Same with added bike

I immediately interrupted our chatter with a schoolmasterly "Shush!" and "Don't move, just for a sec" as an unfamiliar butterfly, reminiscent of a Hedge Brown but smaller and definitely bigger than a Blue, flickered about on blackthorn with sudden, soaring sallies to some young ashes, way beyond my iPhone range. Then down it obligingly came and click!  We have a new Black Hairstreak site to add to the 60 or so on record, and it is almost in our garden.

There were two of them on this initial visit and the following day I called by on my bike coming home from Oxford and had ten sightings, sometimes just of one, sometimes of two, but never as close as the first encounter. The picture immediately above was the best I could do. I will keep an eye on them but I am sure, given the mount of blackthorn, briar and bramble we have around here, that there will be other local sites. Butterfly Conservation do well to describe the species as very elusive rather than very rare. There just aren't that many people who know what they are and are looking out for them.

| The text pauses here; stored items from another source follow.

PR #582, opened 2024-12-02
Fix broken imports from Fabric

cody-scott:
dbt-fabric has updated the method `get_pyodbc_attrs_before` to `get_pyodbc_attrs_before_credentials` and added `get_pyodbc_attrs_before_accesstoken` in version 1.8.8.

This updates for those new changes.

### DIFF
--- a/dbt/adapters/sqlserver/__version__.py
+++ b/dbt/adapters/sqlserver/__version__.py
@@ -1,1 +1,1 @@
-version = "1.8.4"
+version = "1.8.5"


Benjamin-Knight:
Do we need to update the dependencies of version 1.8.5 to be Fabric 1.8.8 and above? Right now its set to the 1.8 or above which caused an error when I updated to version 1.8.5 as it left my Fabric at 1.8.7 which lacks the exposed API this update is implementing.

PR #587, opened 2024-12-31
Update README.md

NandanHegde15:


axellpadilla:
dbt-sqlserver supports SQL Server and Azure SQL services. SQL database in Microsoft Fabric may be compatible because it uses the Azure SQL Database engine, but it should only be documented as supported after adapter-level testing.

PR #596, opened 2025-02-11
Change dbt upperbound to 2.0

ataft:
As of dbt 1.8, adapter versions no longer need to match the dbt-core version. By the rules of semantic versioning, dbt-core should not introduce breaking changes in a minor or patch, so this should be safe until dbt-core 2.0.

https://docs.getdbt.com/docs/dbt-versions/core#how-we-version-adapter-plugins


axellpadilla:
closed with #598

Last year's sighting was followed by my first-ever encounter with a Brown Hairstreak and I described 2022 as an annus mirabilis as a result. I reckon that 2023 has also earned that status now, at least so far as hairstreaks are concerned.


There was also a happy coda to this adventure. I unwittingly lost one of my bike's propellors which must have got entangled in the scrub which the hairstreaks so much like. Luckily, the bike is well-known round here and some Good Samaritan found the prop and stuck it on our gatepost. So now, like a hairstreak, I can fly again.